Now finally, since we have these last two linear factors, we can write f of x as the product of four linear factors, which we knew it would have because it is a function of degree 4. So now we can write that f of x equals x times 2 x minus 1 times x minus 3 minus 2 i times x minus 3 plus 2 i. This is really awesome. We've made so much progress since we started off. Now I have one final question for you, and it's really what we've been working toward for the entire problem. What are all the zeros of f of x? We already know two of them from a couple of quizzes ago, 3 plus 2 i, and 3 minus 2 i. And so I'd just like you to fill in the last two. Check in with the linear factors we haven't used yet to find zeros, but at least haven't used in this quiz yet.
The zero that goes along with the linear factor of x is just 0, and the one that goes along with 2x minus 1, is what we found before, one half. Look at that, amazing. We found all four zeros of our wonderful polynomial. And along the way, we've worked on a ton of different techniques we've been learning over the past few lessons. Awesome job.

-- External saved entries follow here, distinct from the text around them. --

PR #3192, opened 2026-08-16
fix(coordinator): warn once when a log buffer fills, not per message

phil-opp:
## Issue

When a running dataflow (or an in-progress build) has no attached log subscriber, the coordinator buffers its log messages up to `MAX_BUFFERED_LOG_MESSAGES` (10,000):

```rust
if buffered_log_messages.len() < MAX_BUFFERED_LOG_MESSAGES {
    buffered_log_messages.push(message);
} else if buffered_log_messages.len() == MAX_BUFFERED_LOG_MESSAGES {
    tracing::warn!("log buffer full for … dropping new messages");
}
```

Once the buffer is full, `len` stays pinned at `MAX_BUFFERED_LOG_MESSAGES` (nothing is pushed), so the `else if` branch runs for **every subsequent message**, re-emitting the "log buffer full … dropping" warning each time. A chatty node/build with nobody watching its logs floods the coordinator log with one warning per dropped message. This was present in **both** the dataflow-log and build-log branches of the `Event::Log` handler.

## Fix

Factor the push-or-drop logic into a `buffer_log_message` helper that returns `true` exactly once — on the message that fills the buffer — so the caller emits a single "buffer full" warning and then drops subsequent messages silently:

```rust
fn buffer_log_message(buffer: &mut Vec<LogMessage>, message: LogMessage) -> bool {
    if buffer.len() < MAX_BUFFERED_LOG_MESSAGES {
        let now_full = buffer.len() == MAX_BUFFERED_LOG_MESSAGES - 1;
        buffer.push(message);
        now_full
    } else {
        false
    }
}
```

Both the dataflow-log and build-log branches now share it, so the buffering/warn policy lives in one place. The `dataflow_id`/`build_id` are matched by value (both are `Copy`), leaving `message` free to move into the helper.

## Validation

- `cargo test -p dora-coordinator` — 151 passed, 0 failed

---

### DIFF
--- a/binaries/coordinator/src/lib.rs
+++ b/binaries/coordinator/src/lib.rs
@@ -2292,32 +2292,31 @@ async fn start_inner(
                 }
             }
             Event::Log(message) => {
-                const MAX_BUFFERED_LOG_MESSAGES: usize = 10_000;
-                if let Some(dataflow_id) = &message.dataflow_id {
-                    if let Some(dataflow) = running_dataflows.get_mut(dataflow_id) {
+                // `dataflow_id`/`build_id` are `Copy`, so match them by value to
+                // leave `message` free to move into `buffer_log_message`.
+                if let Some(dataflow_id) = message.dataflow_id {
+                    if let Some(dataflow) = running_dataflows.get_mut(&dataflow_id) {
                         if dataflow.log_subscribers.is_empty() {
-                            if dataflow.buffered_log_messages.len() < MAX_BUFFERED_LOG_MESSAGES {
-                                dataflow.buffered_log_messages.push(message);
-                            } else if dataflow.buffered_log_messages.len()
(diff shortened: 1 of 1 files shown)


phil-opp:

Reviewed the `buffer_log_message` extraction (warn-once-on-full).
- Off-by-one is correct: `now_full` is `true` only when `buffer.len() == MAX - 1` immediately before the push that reaches `MAX`, so the warning fires exactly once; subsequent messages hit the `else` and drop silently. This fixes the original `else if len == MAX` branch that re-warned on every dropped message (the buffer never grows past `MAX`, so that condition stayed true forever).
- Buffer still caps at `MAX_BUFFERED_LOG_MESSAGES` and keeps the oldest messages. Matching `dataflow_id`/`build_id` by value (both `Copy`) to free `message` for the move is correct.

No issues found.

---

By now, you've learned about many different tools that we can use to get polynomials into their full factored forms. Sometimes, we can just pull a common factor out of all the terms in an equation. Other times, we need to use the rational zero theorem in conjunction with polynomial long division. In the event that we have a second degree polynomial, we can use the quadratic formula. All of these methods tell us about exact values of roots. But in the event that we're having trouble finding these exact values, we can always use the intermediate value theorem to approximate zeroes.